-- Given information --
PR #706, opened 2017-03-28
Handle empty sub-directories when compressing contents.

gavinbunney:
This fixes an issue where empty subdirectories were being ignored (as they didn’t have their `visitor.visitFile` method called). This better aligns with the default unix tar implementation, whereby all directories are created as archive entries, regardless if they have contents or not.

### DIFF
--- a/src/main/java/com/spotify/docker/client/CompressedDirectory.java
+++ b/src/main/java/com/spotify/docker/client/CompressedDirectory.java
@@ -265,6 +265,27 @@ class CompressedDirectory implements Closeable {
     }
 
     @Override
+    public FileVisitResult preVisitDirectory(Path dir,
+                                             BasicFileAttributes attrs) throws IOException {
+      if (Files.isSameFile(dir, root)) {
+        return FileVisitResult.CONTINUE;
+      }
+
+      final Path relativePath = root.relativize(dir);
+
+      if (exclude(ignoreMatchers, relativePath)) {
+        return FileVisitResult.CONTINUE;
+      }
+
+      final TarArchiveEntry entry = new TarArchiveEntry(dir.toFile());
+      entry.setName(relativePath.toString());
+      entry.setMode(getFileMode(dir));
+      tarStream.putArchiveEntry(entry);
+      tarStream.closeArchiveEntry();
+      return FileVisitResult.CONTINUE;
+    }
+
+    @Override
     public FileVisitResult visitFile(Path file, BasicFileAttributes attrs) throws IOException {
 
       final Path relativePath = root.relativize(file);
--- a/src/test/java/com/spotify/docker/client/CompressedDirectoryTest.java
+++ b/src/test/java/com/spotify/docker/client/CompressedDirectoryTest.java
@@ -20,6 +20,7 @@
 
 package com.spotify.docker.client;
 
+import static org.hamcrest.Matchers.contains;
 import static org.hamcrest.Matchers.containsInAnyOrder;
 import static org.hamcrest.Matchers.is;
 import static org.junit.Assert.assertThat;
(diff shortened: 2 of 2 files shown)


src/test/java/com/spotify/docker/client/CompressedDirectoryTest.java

...

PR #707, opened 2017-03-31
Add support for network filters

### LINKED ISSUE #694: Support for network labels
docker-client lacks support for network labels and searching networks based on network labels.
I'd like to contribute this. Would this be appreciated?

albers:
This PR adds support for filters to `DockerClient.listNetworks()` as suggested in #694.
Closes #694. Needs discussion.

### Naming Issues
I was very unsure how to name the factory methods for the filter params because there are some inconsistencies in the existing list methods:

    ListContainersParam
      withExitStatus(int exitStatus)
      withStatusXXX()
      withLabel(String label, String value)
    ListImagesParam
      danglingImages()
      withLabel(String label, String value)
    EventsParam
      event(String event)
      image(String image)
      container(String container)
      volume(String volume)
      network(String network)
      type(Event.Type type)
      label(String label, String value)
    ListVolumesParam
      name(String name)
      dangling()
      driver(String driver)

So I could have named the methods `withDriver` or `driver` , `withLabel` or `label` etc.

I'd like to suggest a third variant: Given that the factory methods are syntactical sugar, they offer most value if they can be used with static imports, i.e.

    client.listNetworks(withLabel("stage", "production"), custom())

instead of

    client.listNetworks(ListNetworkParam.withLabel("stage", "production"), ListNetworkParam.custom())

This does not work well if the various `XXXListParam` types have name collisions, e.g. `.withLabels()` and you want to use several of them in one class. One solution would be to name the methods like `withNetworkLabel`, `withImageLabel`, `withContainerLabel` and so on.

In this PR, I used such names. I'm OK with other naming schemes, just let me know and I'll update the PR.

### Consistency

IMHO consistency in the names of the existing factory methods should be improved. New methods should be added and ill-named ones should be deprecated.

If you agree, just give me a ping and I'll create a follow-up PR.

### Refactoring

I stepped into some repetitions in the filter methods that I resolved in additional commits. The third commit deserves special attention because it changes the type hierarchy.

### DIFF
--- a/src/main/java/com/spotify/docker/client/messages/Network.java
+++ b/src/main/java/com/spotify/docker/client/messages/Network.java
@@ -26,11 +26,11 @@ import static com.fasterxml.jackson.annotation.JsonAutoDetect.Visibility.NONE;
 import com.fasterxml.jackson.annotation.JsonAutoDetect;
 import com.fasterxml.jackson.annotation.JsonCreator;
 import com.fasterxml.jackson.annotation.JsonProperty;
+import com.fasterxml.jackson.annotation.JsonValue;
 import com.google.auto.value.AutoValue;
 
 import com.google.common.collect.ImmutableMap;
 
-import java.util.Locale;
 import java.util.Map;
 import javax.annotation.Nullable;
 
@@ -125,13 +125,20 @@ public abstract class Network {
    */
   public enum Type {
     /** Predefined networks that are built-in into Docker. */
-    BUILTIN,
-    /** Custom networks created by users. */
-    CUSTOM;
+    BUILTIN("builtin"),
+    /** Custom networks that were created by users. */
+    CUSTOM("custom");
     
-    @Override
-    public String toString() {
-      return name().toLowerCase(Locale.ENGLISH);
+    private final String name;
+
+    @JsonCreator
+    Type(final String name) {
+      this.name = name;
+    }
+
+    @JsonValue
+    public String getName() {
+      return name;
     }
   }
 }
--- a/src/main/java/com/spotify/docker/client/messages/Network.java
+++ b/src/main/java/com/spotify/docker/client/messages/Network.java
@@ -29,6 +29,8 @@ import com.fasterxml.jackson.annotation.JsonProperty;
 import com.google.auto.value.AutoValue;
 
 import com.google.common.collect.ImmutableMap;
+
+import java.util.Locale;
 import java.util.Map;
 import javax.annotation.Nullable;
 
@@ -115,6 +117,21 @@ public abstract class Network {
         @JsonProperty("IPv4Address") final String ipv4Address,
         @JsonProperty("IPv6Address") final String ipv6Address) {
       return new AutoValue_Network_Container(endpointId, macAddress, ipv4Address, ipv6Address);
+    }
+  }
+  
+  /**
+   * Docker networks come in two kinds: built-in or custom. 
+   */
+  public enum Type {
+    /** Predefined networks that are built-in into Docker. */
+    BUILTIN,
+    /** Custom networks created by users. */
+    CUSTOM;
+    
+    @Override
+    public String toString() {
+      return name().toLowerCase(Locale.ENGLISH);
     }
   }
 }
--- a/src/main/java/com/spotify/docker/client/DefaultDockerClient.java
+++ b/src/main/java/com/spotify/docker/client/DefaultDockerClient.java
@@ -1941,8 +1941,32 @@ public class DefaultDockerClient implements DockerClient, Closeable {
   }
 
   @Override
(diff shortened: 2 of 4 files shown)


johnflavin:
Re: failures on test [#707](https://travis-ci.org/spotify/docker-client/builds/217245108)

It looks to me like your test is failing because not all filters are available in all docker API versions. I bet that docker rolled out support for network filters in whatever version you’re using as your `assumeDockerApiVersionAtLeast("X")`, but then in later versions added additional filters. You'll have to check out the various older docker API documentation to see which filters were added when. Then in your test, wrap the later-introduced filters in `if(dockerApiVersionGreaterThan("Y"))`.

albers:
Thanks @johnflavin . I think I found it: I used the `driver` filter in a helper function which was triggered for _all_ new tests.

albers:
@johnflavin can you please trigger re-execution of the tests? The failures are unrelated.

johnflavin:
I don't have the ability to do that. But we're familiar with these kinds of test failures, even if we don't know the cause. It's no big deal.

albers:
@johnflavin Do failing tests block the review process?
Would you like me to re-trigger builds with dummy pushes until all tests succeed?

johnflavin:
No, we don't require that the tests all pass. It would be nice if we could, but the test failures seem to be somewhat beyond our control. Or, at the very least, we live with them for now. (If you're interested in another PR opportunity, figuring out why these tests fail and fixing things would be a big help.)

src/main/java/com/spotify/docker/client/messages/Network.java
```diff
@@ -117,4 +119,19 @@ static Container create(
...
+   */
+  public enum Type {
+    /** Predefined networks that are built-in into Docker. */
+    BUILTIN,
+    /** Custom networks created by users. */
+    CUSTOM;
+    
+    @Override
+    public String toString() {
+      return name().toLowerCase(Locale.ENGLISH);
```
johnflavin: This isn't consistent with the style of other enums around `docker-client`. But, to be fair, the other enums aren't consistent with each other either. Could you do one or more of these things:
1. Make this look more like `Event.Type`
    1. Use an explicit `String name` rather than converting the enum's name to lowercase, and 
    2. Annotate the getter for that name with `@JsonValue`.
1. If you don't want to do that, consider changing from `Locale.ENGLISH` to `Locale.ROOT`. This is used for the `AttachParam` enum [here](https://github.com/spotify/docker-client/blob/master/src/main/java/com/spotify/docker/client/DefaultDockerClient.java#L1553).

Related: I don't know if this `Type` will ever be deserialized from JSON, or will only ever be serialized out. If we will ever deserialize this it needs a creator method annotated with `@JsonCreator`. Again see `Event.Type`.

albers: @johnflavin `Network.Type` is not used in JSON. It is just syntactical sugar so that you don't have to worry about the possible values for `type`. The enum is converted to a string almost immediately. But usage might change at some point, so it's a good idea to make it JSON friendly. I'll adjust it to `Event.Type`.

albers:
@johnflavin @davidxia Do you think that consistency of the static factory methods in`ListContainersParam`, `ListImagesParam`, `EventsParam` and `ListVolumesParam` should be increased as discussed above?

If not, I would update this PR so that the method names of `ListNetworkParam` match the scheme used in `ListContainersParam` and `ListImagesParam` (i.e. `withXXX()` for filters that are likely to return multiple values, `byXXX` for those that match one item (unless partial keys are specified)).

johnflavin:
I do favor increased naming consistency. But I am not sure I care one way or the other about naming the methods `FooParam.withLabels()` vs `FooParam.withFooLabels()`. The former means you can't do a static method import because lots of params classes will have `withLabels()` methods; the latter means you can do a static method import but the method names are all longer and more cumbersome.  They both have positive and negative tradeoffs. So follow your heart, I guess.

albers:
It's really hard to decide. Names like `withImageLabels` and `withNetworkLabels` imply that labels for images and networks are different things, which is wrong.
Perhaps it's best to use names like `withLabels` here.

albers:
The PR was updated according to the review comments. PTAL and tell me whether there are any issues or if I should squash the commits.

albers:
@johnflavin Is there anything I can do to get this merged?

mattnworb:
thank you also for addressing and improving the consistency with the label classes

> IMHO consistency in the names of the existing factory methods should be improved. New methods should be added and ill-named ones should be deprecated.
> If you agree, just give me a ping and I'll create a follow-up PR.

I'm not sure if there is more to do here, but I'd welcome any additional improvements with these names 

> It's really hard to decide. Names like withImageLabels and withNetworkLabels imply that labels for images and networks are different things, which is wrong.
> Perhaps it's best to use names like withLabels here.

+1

-- Exercise --
Of the lines above, show those in which "hamcrest" appears.

-- Your solution --
+import static org.hamcrest.Matchers.contains;
 import static org.hamcrest.Matchers.containsInAnyOrder;
 import static org.hamcrest.Matchers.is;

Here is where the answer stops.